This revised new R01 application focuses on pathways regulating intestinal epithelial cell homeostasis. The project investigates the role of th Notch signaling pathway for regulation of intestinal stem cells, examining both active and quiescent stem cell populations marked by Lgr5, Olfm4, Bmi1, and Lrig1. Notch is well established as a critical regulator of cell fate via regulation of the secretory lineage- specific transcription factor Atoh1. Our recent studies have shown that Notch also plays a distinct role in the maintenance of intestinal stem cells in an Atoh1-independent mechanism and this finding serves as the underlying rationale for this application. We have established that chronic Notch inhibition in adult mice results in decreased progenitor cell proliferation and a marked decrease in expression of the crypt base columnar cell (CBC) marker Olfm4. Furthermore, these studies demonstrated that the actively cycling crypt base columnar stem cell (CBC) is a direct cellular Notch target and that disruption of Notch signaling results in loss of CBCs.
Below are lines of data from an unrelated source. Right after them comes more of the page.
PR #2322, opened 2020-04-08
[bug]: Clears sensitive data on logout, login, and checkout

sirugh:
## TODO

Waiting for other checkout page PRs to get merged to verify that all necessary connection keys have been set.

## Description

We store data in several places - local storage (using persist cache AND browser persistence) and internal memory. When a user performs some action that indicates a change of user or a completion of some task (such as checkout) we should clear all data that is sensitive or no longer necessary. The purpose of this PR is to ensure that we clear/reset **all** of these possible data stores and not just one or the other. Since we use cachePersist we have to take some [manual steps](https://github.com/apollographql/apollo-cache-persist/issues/34#issuecomment-371177206).

Here's the events and the actions we should take:

Login:
* Clear stale cart (or merge cart?) - done, we delete cached cart on login.

Logout:
* Clear cart - done, we delete cached cart on logout.
* Clear user data - we use no-cache for user data outside of cart so this won't be necessary.

Checkout:
* Clear cart - TODO - waiting for #2288 

Gotchas:

Our use of `useAwaitQuery` does not handle replaying queries so we can't use `resetStore`. Our options thus are to either blow the entire thing away with `clearStore` or wipe specific cache items.

Since we're in here we may want to consider adding logic to [handle schema changes](https://github.com/apollographql/apollo-cache-persist#ive-had-a-breaking-schema-change-how-do-i-migrate-or-purge-my-cache). Would love thoughts on this.

## Related Issue

Closes [PWA-457](https://jira.corp.magento.com/browse/PWA-457).

### Verification Steps

1. See that there is now a single `Cart` entry within the apollo cache.
2. See that there are no longer cart ids used in keys within ROOT_QUERY or ROOT_MUTATION within apollo cache.
3. Regress all things cart and user.  An authed user should not see guest user info such as cart or other info from a previous checkout. A guest user should also not see data from a previously logged in user. To check this, log in and use mini cart to attach some data such as addresses/etc to the cart. Log out. After the page refreshes the old cart data should be gone from apollo memory (use apollo dev tools) and local storage. There should be a new cart id for the guest user. Add some more data to the new cart and log in. The cart you just added items/data to should be gone and the new cart should not show any old data (it'll probably show cart data from the initial cart interaction.

## Checklist


packages/peregrine/lib/talons/AuthModal/useAuthModal.js
```diff
@@ -63,12 +63,19 @@ export const useAuthModal = props => {
...
         await signOut({ revokeToken });
 
-        // Refresh this page.
+        // Pause automatic persistence.
+        client.persistor.pause();
+        // Delete everything in the storage provider.
+        await client.persistor.purge();
+
+        // Wipe the apollo store. Do not replay queries.
+        await client.clearStore();
```
sirugh, line 74: Instead of clearStore/refresh we should be able to just call `resetStore` which replays any queries. Unfortunately this replays await queries such as `getCartDetails` that use the old cart id and results in a thrown auth error. I'd love to figure this out, but it really only matters if we don't want to refresh the page. You can see the error for yourself if you replace lines 74-77 with the below code.

```js
await client.resetStore();
client.persistor.resume();
closeDrawer();
 ```

File: packages/peregrine/lib/talons/SignIn/useSignIn.js [hunk 2]
```diff
@@ -54,12 +57,30 @@ export const useSignIn = props => {
...
+                // Delete everything in the storage provider.
+                await client.persistor.purge();
+
+                // Delete any cached cart data.
+                Object.keys(client.cache.data.data).forEach(key => {
+                    if (key.match(/^Cart/)) {
+                        // Delete the cache entry
+                        client.cache.data.delete(key);
+
+                        // TODO: Delete the root query.
```
sirugh, line 77: If we care about deleting old cart ids/data on sign in then we will need to figure out some way to do this. Iterating over the keys for cart entries works to delete the actual data but the query itself remains in the `ROOT_QUERY` object. I'm not sure how relevant this. See below images:

Before sign in:

[Image from Gyazo](https://gyazo.com/a876736a31856c96c51d4c740ebc0378)

After sign in:

[Image from Gyazo](https://gyazo.com/3778805c9df5d31383d13f825183fea1)

Notice how after sign in the cache entry is gone but the `ROOT_QUERY` entry remains for the old cart.

packages/peregrine/lib/talons/SignIn/useSignIn.js
```diff
@@ -56,10 +56,20 @@ export const useSignIn = props => {
...
-                // Then remove the old, guest cart and get the cart id from gql.
+                // Then remove the old guest cart and get the cart id from gql.
                 // TODO: This logic may be replacable with mergeCart in 2.3.4
                 await removeCart();
 
+                // Delete any cached cart data.
+                Object.keys(client.cache.data.data).forEach(key => {
+                    if (key.match(/^Cart/)) {
+                        // Delete the cache entry
+                        client.cache.data.delete(key);
```
sirugh, line 67: If this approach works we will need to apply it to the `placeOrder` handler in #2288

devops-pwa-codebuild:
**Performance Test Results**

https://pr-2322.pwa-venia.com : LH Accessibility Expected 1 Actual 0.88

packages/peregrine/lib/talons/AuthModal/useAuthModal.js
sirugh: We may be able to replace this with specific cache deletion.

packages/venia-ui/lib/drivers/adapter.js
```diff
@@ -53,32 +38,59 @@ persistCache({
 const VeniaAdapter = props => {
     const { apiBase, apollo = {}, children, store } = props;
 
-    const apolloClient = useMemo(() => {
-        // If we already have a client instance, use that.
-        if (apollo.client) {
-            return apollo.client;
-        }
+    const [apolloClient, setApolloClient] = useState(undefined);
```
sirugh, line 41: Use `null` as initial.

packages/venia-ui/lib/drivers/adapter.js
```diff
@@ -53,32 +38,59 @@ persistCache({
...
+
+    useEffect(() => {
```
sirugh, line 43: Pull out into hook for initializing client

packages/peregrine/lib/talons/AuthModal/useAuthModal.js
```diff
@@ -63,12 +63,19 @@ export const useAuthModal = props => {
...
+
```
sirugh, line 75: Extract to function and add `persistor.resume()`

packages/peregrine/lib/talons/SignIn/useSignIn.js
```diff
@@ -56,10 +56,20 @@ export const useSignIn = props => {
                 await setToken(token);
                 await getUserDetails({ fetchUserDetails });
 
-                // Then remove the old, guest cart and get the cart id from gql.
+                // Then remove the old guest cart and get the cart id from gql.
                 // TODO: This logic may be replacable with mergeCart in 2.3.4
                 await removeCart();
 
+                // Delete any cached cart data.
+                Object.keys(client.cache.data.data).forEach(key => {
```
sirugh, line 64: Extract to function.

packages/venia-ui/lib/drivers/adapter.js
```diff
@@ -53,32 +38,59 @@ persistCache({
...
+        const initData = {
+            // Any initial cache state can go here!
+        };
+
+        cache.writeData({ data: initData });
+
+        const persistor = new CachePersistor({
+            cache,
+            storage: window.localStorage,
+            debug: true
```
sirugh, line 72: Remove.

packages/venia-ui/lib/drivers/adapter.js
```diff
@@ -53,32 +38,59 @@ persistCache({
...
+            client.apiBase = apiBase;
+        }
+
+        const initData = {
+            // Any initial cache state can go here!
+        };
+
+        cache.writeData({ data: initData });
+
+        const persistor = new CachePersistor({
```
sirugh, line 69: Look into awaiting this init

packages/peregrine/lib/talons/SignIn/useSignIn.js
sirugh: I was able to resolve this by using `@connection` directive on EVERY query and mutation that uses cart id :o

packages/venia-ui/lib/drivers/adapter.js
sirugh: Oh, it's synchronous, so not necessary.

devops-pwa-codebuild:
**Performance Test Results**

https://pr-2322.pwa-venia.com/venia-tops.html : LH Performance Expected 0.75 Actual 0.63

packages/venia-ui/lib/components/MiniCart/cartOptions.gql.js
```diff
@@ -4,7 +4,8 @@ import { CartPageFragment } from '../CartPage/cartPageFragments.gql';
 
 export const REMOVE_ITEM_MUTATION = gql`
     mutation remoteItem($cartId: String!, $itemId: Int!) {
```
supernova-at, line 6:
```suggestion
    mutation removeItem($cartId: String!, $itemId: Int!) {
```

I know you didn't modify this line but as long as we're in here 😝

packages/venia-ui/lib/queries/removeItem.graphql
```diff
@@ -1,5 +1,6 @@
 mutation remoteItem($cartId: String!, $itemId: Int!) {
```
supernova-at, line 1:
```suggestion
mutation removeItem($cartId: String!, $itemId: Int!) {
```

packages/venia-ui/lib/components/CheckoutPage/ItemsReview/itemsReview.gql.js
```diff
@@ -4,7 +4,7 @@ import { ItemsReviewFragment } from './itemsReviewFragments.gql';
 
 const LIST_OF_PRODUCTS_IN_CART_QUERY = gql`
     query getItemsInCart($cartId: String!) {
-        cart(cart_id: $cartId) {
+        cart(cart_id: $cartId) @connection(key: "Cart") {
```
supernova-at, line 7: Man, after seeing all these it would be great if we could enforce this somehow going forward. Guess we're just gonna have to keep a sharp eye during reviews.

packages/peregrine/lib/talons/AuthModal/useAuthModal.js
```diff
@@ -61,14 +60,9 @@ export const useAuthModal = props => {
     }, [showMyAccount]);
 
     const handleSignOut = useCallback(async () => {
-        // After logout, reset the store to set the bearer token.
-        // https://www.apollographql.com/docs/react/networking/authentication/#reset-store-on-logout
-        await resetStore();
```
supernova-at, line 66: So where do we actually clear everything out now?

packages/peregrine/lib/Apollo/clearStore.js
```diff
@@ -0,0 +1,18 @@
+/**
+ * Wipes the apollo cache in memory and persistence.
+ *
+ * @param {ApolloClient} client client with persistor objec
```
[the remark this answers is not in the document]
sirugh: he attac! he protec! most importantly he objec!






Oops :D

packages/peregrine/lib/Apollo/clearStore.js
```diff
@@ -0,0 +1,18 @@
...
+ */
+export const clearStore = async (client, persistor) => {
```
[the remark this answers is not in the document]
sirugh: I had thought about this. In our implementation with a `apollo-cache-persist`, `client.clearStore` doesn't actually do what the apollo documentation say it should. So I think the overlap in name is fine here but I definitely will add a comment explaining this. Thanks!

packages/peregrine/lib/Apollo/deleteCacheEntry.js
```diff
@@ -0,0 +1,13 @@
+/**
+ * Deletes specific entry/entries from the apollo cache.
+ *
+ * @param {ApolloClient} client from useApolloClient, etc.
+ * @param {Function} predicate a matching function
+ */
+export const deleteCacheEntry = (client, predicate) => {
+    Object.keys(client.cache.data.data).forEach(key => {
```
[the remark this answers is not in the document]
sirugh: Hmm good point... I'll try to make this resilient with some fail safe checks :)

packages/peregrine/lib/Apollo/useCreateClient.js
```diff
@@ -0,0 +1,52 @@
...
+        if (propsClient) {
+            client = propsClient;
+        } else {
+            client = new ApolloClient({ cache, link, resolvers });
+            client.apiBase = apiBase;
+        }
+
+        const initData = {
+            // Any initial cache state can go here!
+        };
```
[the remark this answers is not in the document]
sirugh: Sure!

packages/venia-ui/lib/components/CheckoutPage/ItemsReview/itemsReview.gql.js
sirugh: There may be some way to include this with the graphql schema check tool. I'll open an investigation ticket.

https://jira.corp.magento.com/browse/PWA-527

packages/peregrine/lib/Apollo/clearStore.js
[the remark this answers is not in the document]
sirugh: doc added: 5d2dc81f183b09ecb2787a47aeeb5beb1fdfb279

packages/peregrine/lib/Apollo/deleteCacheEntry.js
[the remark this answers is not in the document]
sirugh: Added check: 5d2dc81f183b09ecb2787a47aeeb5beb1fdfb279

packages/peregrine/lib/Apollo/useCreateClient.js
```diff
@@ -0,0 +1,52 @@
...
+        cache.writeData({ data: initData });
+
+        const persistor = new CachePersistor({
+            cache,
+            storage: window.localStorage,
+            debug: process.env.NODE_ENV === 'development'
+        });
+
+        client.persistor = persistor;
+        client.onResetStore(async () => cache.writeData({ data: initData }));
```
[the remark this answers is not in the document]
sirugh: Thanks :D

packages/peregrine/lib/talons/AuthModal/useAuthModal.js
sirugh: Thanks for pointing this out. This is magical so let me explain (and potentially apply a change).

When we call the `signOut` action we delete cart data from our **redux** browser persistence layer. If you throw a debugger on `history.go(0)` and inspect local storage you'll see that **apollo's** persistence still contains the `Cart` entry with the old id, however there will be no other reference. So when the page refreshes we still have the old cart entry. However, on page start the code that is responsible for initializing the cart checks **redux's** persistence for an existing id, finds nothing, and calls the `createCart` mutation. Our authLink automatically sends a bearer token (which is null because we're now a guest) with the mutation which sees us as a guest and responds with a brand spankin' new cart id. We then make a query for `getCartDetails` using this new cart id, and because I rewrote all the connection keys to store cart responses in a single location, we blow away the old cart data that was there from the authed user.

SO

TL;DR - A "proper" thing to do would be to call `deleteCacheEntry(...)` here before we refresh. :)

supernova-at: > brand spankin' new cart id.

😄

devops-pwa-codebuild:
**Performance Test Results**

https://pr-2322.pwa-venia.com/venia-tops.html : LH Performance Expected 0.75 Actual 0.63

packages/peregrine/lib/store/actions/cart/asyncActions.js
```diff
@@ -25,7 +25,9 @@ export const createCart = payload =>
 
         try {
             // errors can come from graphql and are not thrown
-            const { data, errors } = await fetchCartId();
+            const { data, errors } = await fetchCartId({
+                fetchPolicy: 'no-cache'
```
sirugh, line 29: We were storing the cart id result under ROOT_MUTATION. We don't need to/shouldn't store this.

sirugh:
@supernova-at I ended up moving the apollo client initialization back into the adapter. It is no longer async so doesn't need to occur in an effect or a custom hook.

dpatil-magento:
@sirugh As discussed `Create Account` flow does not clear Cart entry from cache also mini cart icon shows the item entry.

dpatil-magento:
ROOT_MUTATION.placeorder has cart id after placing order from /checkout. 

image

dpatil-magento:
QA Pass, good to merge after review on recent commits.

sirugh:
> ROOT_MUTATION.placeorder has cart id after placing order from /checkout.

resolved before you commented ;)

PR #2329, opened 2020-04-13
[PWA-480] Price summary does not get updated after removing an item.

tjwiebell:
## Description

Steps -
1. Add 2 products to cart and go to /cart page
2. Remove one product from cart page

Expected - Price summary should get updated for remaining products.
Actual - Price summary is blank, only labels no values.

## Related Issue

* [[PWA-480](https://jira.corp.magento.com/browse/PWA-480)] Price summary does not get updated after removing an item.

### Verification Steps

1. Go through repro steps in description, verify bug no longer present
2. Step through other price adjustment panels that affects cart updating state (totals go away while mutations are in flight), verify they still work. 

## Checklist


packages/peregrine/lib/talons/CartPage/ProductListing/useProduct.js
```diff
@@ -32,6 +32,9 @@ export const useProduct = props => {
             // If a product mutation is in flight, tell the cart.
             setIsCartUpdating(updateItemLoading || removeItemLoading);
         }
+
+        // Reset updating state on unmount
+        return () => setIsCartUpdating(false);
```
sirugh, line 37: Should we use the `onCompleted` callback instead? 

https://www.apollographql.com/docs/react/data/mutations/#options

PR #2330, opened 2020-04-13
[bugfix]: Adds white stroke to checkout button css in mini cart

sirugh:
## Description

We updated icon styles but missed the checkout button. This uses the new style, specifically `--stroke` to make the icon stroke white.

## Related Issue

Closes [PWA-506](https://jira.corp.magento.com/browse/PWA-506).

### Verification Steps

1. Add an item to your cart.
2. Verify the mini cart checkout button shows the icon to the left as white outline on a black background.

[Image from Gyazo](https://gyazo.com/c45242aa5c629d9ab652b5f0406ad5b0)

## Checklist


packages/venia-ui/lib/components/Checkout/checkoutButton.css
```diff
@@ -0,0 +1,4 @@
+.icon {
+    composes: root from '../Icon/icon.css';
+    --stroke: white;
```
sirugh, line 3: An alternative would be to update the `button.css` for "high priority" (ie black background) buttons to automatically have a stroke of white for svgs:

```css

.filled svg {
    --stroke: white;
}
```

That's a bit opinionated though so I prefer our standard method of providing overwritable styles.

tjwiebell, line 3: Do we prefer using variable overrides on root instead of just targeting the icon directly? This seems easier to me, was just curious.

```css
.icon {
    stroke: white;
}
```

sirugh: I was following the pattern set forth by @jimbo in his recent icon styling PR: https://github.com/magento/pwa-studio/blob/develop/packages/venia-ui/lib/components/MiniCart/section.css#L29

PR #2725, opened 2020-09-24
Import from 'react-router-dom', not 'react-router'

jvaughan:
## Description

I needed to import from react-router-dom in order to use parameters in my static route.


jimbo (approved):

jimbo:
Thanks for submitting a PR to correct this. I also noticed this when I demonstrated this the other day. 😅

PR #2736, opened 2020-09-28
[bug] fix data sort error

jimbo:
## Description

Fix a bug where data from GQL was being sorted in place. Apollo doesn't allow data arrays to be mutated.

## Related Issue
PWA-946.

### Verification Stakeholders
- @dpatil-magento 
- @sirugh 
- @tjwiebell 

### Verification Steps
1. Visit a category page, then a product page.
2. Verify the error is no longer thrown.

## Checklist

### DIFF
--- a/packages/peregrine/lib/talons/Breadcrumbs/useBreadcrumbs.js
+++ b/packages/peregrine/lib/talons/Breadcrumbs/useBreadcrumbs.js
@@ -44,10 +44,16 @@ export const useBreadcrumbs = props => {
 
             return (
                 breadcrumbData &&
-                breadcrumbData.sort(sortCrumbs).map(category => ({
-                    text: category.category_name,
-                    path: getPath(category.category_url_path, categoryUrlSuffix)
-                }))
+                breadcrumbData
+                    .map(category => ({
+                        category_level: category.category_level,
+                        text: category.category_name,
+                        path: getPath(
+                            category.category_url_path,
+                            categoryUrlSuffix
+                        )
+                    }))
+                    .sort(sortCrumbs)
             );
         }
     }, [categoryUrlSuffix, data, loading]);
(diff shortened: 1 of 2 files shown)


packages/peregrine/lib/talons/Breadcrumbs/useBreadcrumbs.js
```diff
@@ -44,10 +44,16 @@ export const useBreadcrumbs = props => {
 
             return (
                 breadcrumbData &&
-                breadcrumbData.sort(sortCrumbs).map(category => ({
-                    text: category.category_name,
-                    path: getPath(category.category_url_path, categoryUrlSuffix)
-                }))
+                breadcrumbData
+                    .map(category => ({
+                        category_level: category.category_level,
```
sirugh, line 49: This will work but we will return `category_level` now which isn't necessary for rendering.

jimbo: Meh. Good data for someone to have anyway.

supernova-at (approved):

packages/peregrine/lib/talons/Breadcrumbs/useBreadcrumbs.js
supernova-at: Was going to comment here too. It's needed for `sortCrumbs`:

```js
const sortCrumbs = (a, b) => a.category_level > b.category_level;
```

We could `map` it again at the end to take it out but yeah, a similar thing happened in `useMagentoRoute` recently where a developer wanted information that we already had but weren't returning because we weren't using it to render.

sirugh (approved):
I'd prefer to not return extra data but I won't fight you on it :P

dpatil-magento:
QA Approved.

PR #2756, opened 2020-10-06
[Fix bug]: Correct Message on Search Page When Searching for Less Than 3 Characters

### LINKED ISSUE #2753: [bug]: Incorrect Message on Search Page When Searching for Less Than 3 Characters
### Describe the bug ###
If a user submits a search for less than 3 characters, then the resulting page shows "No results found!". This is incorrect messaging & should be worded differently with something like "Must search for at least 3 characters". See attachments

 ### To reproduce ###
1. Create a product with name "simple1"
2. Go to PWA storefront & search for "s"
3. Note issue
4. Search for "si"
5. Note issue
6. Search for "sim"
7. Note that product is returned

### Expected behavior ###
A message is displayed that your search term didn't meant the minimum length requirement. If the message from GraphQL is user friendly, just display that, otherwise come up with one to display.

**Screenshots**
1-char
2-char
3-char

### JIRA Link ###
[PWA-683](https://jira.corp.magento.com/browse/PWA-683)

huykon:
## Description

If a user submits a search for less than 3 characters, then the resulting page shows "Must search for at least 3 characters" instead of "No results found!". 

## Related Issue

Closes #2753.

### Verification Steps

Follow the steps of that issue
1. Create a product with name "simple1"
2. Go to PWA storefront & search for "s"
3. The search bar show correctly message "Must search for at least 3 characters"

## Checklist


schensley:
Hi just had a look at the PR instance and it appears that suggested search results aren't displayed until at least 5 characters are entered. 
Screen Shot_A_2020-10-07 at 12 23 47 PM
Screen Shot_B_2020-10-07 at 12 23 40 PM

huykon:
@schensley the first you search **simp**, it will not found any product because we have not add any product name is **simple** on backend, I don't make any effect to search query so this is no problem.

schensley:
Ah, yes, a little bit of weirdness. I see that generally it does display suggested results based on as few as 3 characters. I did see that I had to type 5 for the category (?) of SHIRTS to fetch something (see below). Otherwise, this is working as expected.  UX approved.

Screen Shot 2020-10-08 at 11 08 22 AM
Screen Shot 2020-10-08 at 11 08 28 AM

packages/venia-ui/lib/components/SearchBar/autocomplete.js
```diff
@@ -105,6 +105,13 @@ const Autocomplete = props => {
                 },
                 { resultCount: resultCount }
             )
+        )
+        .set(
+            'CHARACTER_NOT_ENOUGH',
+            formatMessage({
+                id: 'autocomplete.characterNotEnough',
+                defaultMessage: 'Must search for at least 3 characters'
```
tjwiebell, line 113: First, my apologies, because I know this is the message suggested in the ticket, which is an improvement from Luma; but after reviewing this code this isn't quite accurate. Technically you **can** search by hitting enter, GraphQL is not imposing this search limit, our implementation is.

@schensley @jcalcaben - may need some help on this copy 😄 
- `Enter at least three characters to load results`
- `Search term must be at least three characters`

packages/venia-ui/lib/components/SearchBar/autocomplete.js
```diff
@@ -105,6 +105,13 @@ const Autocomplete = props => {
                 },
                 { resultCount: resultCount }
             )
+        )
+        .set(
+            'CHARACTER_NOT_ENOUGH',
+            formatMessage({
+                id: 'autocomplete.characterNotEnough',
```
tjwiebell, line 112:
```suggestion
                id: 'autocomplete.invalidCharacterLength',
```

tjwiebell (changes requested):
Looks good 👍  just need to tweak some naming and get some feedback on preferred messaging. Nice work!

packages/venia-ui/lib/components/SearchBar/autocomplete.js
jcalcaben: Maybe something like:

> Search term must be at least 3 characters

huykon: @jcalcaben I updated as your recommend

tjwiebell (dismissed):
Looks good, thanks for making those changes. Please add a test, kicking to QA.

dpatil-magento:
QA looks good, waiting for conflict to resolve and test to be added.

tjwiebell (approved):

The overriding hypothesis for this proposal is: Notch signaling regulates the transition from ISC to fated progenitor cells and loss of Notch signaling leads to depletion of the stem cell pool and activation of quiescent stem cells to replenish the pool. To test this hypothesis studies will examine intact mouse models (genetic and pharmacologic), mouse intestinal organoids and, importantly, a new human organoid model. This project will, for the first time, test whether Notch regulation of human intestine parallels the findings in the mouse. Genetic manipulation and marking of ISC cell populations in mouse will take advantage of Cre drivers specific for active or quiescent ISCs. Strains of floxed-gene mice will allow deletion or activation of Notch pathway components in specific ISC cell populations. RNA-Seq gene expression profiling will be used to identify Notch-responsive genes and computational modeling will inform our understanding of progenitor cell population dynamics.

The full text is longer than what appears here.